Segment Start: GIVEN DATA
PR #6532, opened 2025-12-04
[BUGFIX] Make Rimlight Shader Better For Texture Atlases

VirtuGuy:
## Description

With characters being converted to texture atlases, there comes a problem where some characters have to be skipped due to the rimlight shader that's used in Week 7 Erect songs.

Well what's the problem? Uh um uh uh ummm uhh...

screenshot-2025-12-04-14-56-56

Yeah that's right.. the one and only piss colors. By the way, I'm using Boyfriend's car variant for this as it is the closest thing we got for a texture atlas BF so far.

So anyways, instead of using the frame's UV for applying the shader each animation frame, frameWidth and frameHeight are used instead.

Now this isn't perfect, but it's better than before.

screenshot-2025-12-04-15-31-57

However, using an alt mask helps. Setting the mask threshold to 1, you'll get a much better result. I'm not going to provide the alt mask due to it being a character that isn't used for Week 7 Erect, but I made it to see how these types of problems can be solved.

screenshot-2025-12-04-16-19-13

I know this is out of FunkinCrew's control, but if MaybeMaru/flixel-animate#15 gets merged, the alt mask likely won't be needed for texture atlases. Yes, this PR would still be needed.

Thanks to Abnormal for figuring out this problem and explaining a way to fix it. Really all I'm doing is making the PR.

!! FunkinCrew/funkin.assets#304 is required !!

Edit: MaybeMaru/flixel-animate#15 has been merged and now alt masks won't be needed!

### DIFF
--- a/source/funkin/graphics/shaders/DropShadowShader.hx
+++ b/source/funkin/graphics/shaders/DropShadowShader.hx
@@ -192,7 +192,7 @@ class DropShadowShader extends FlxShader
   function set_attachedSprite(spr:FlxSprite):FlxSprite
   {
     attachedSprite = spr;
-    updateFrameInfo(attachedSprite.frame);
+    updateFrameInfo(attachedSprite.frameWidth, attachedSprite.frameHeight, attachedSprite.frame.angle);
     return spr;
   }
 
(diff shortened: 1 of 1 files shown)


CheeseWithCake:
bro wait that rim looks sick though
like it doesnt look as flat

TechnikTil:
wouldn’t this break rotated frames?

realvirtu:
> wouldn’t this break rotated frames?

Well idk. Is there a reason why you think it would?

MaybeMaru:
> > wouldn’t this break rotated frames?
> 
> Well idk. Is there a reason why you think it would?

the reason why the shader took the frame data was because rotated frames need an extra rimlight angle offset to look correct, make sure to test with normal sprites too

realvirtu:
> the reason why the shader took the frame data was because rotated frames need an extra rimlight angle offset to look correct, make sure to test with normal sprites too

I did test other songs with regular characters, which it seemed fine to me, but now I realize that it's a problem. I'll have to update the asset pr to have this fixed.

MaybeMaru:
id recomend making it a draft while you do that just in case

realvirtu:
Segment End: GIVEN DATA
WHAT YOU NEED TO DO:
Where a line above holds the word "using", copy it.

RESPONSE AREA:
Yeah that's right.. the one and only piss colors. By the way, I'm using Boyfriend's car variant for this as it is the closest thing we got for a texture atlas BF so far.
So anyways, instead of using the frame's UV for applying the shader each animation frame, frameWidth and frameHeight are used instead.
However, using an alt mask helps. Setting the mask threshold to 1, you'll get a much better result. I'm not going to provide the alt mask due to it being a character that isn't used for Week 7 Erect, but I made it to see how these types of problems can be solved.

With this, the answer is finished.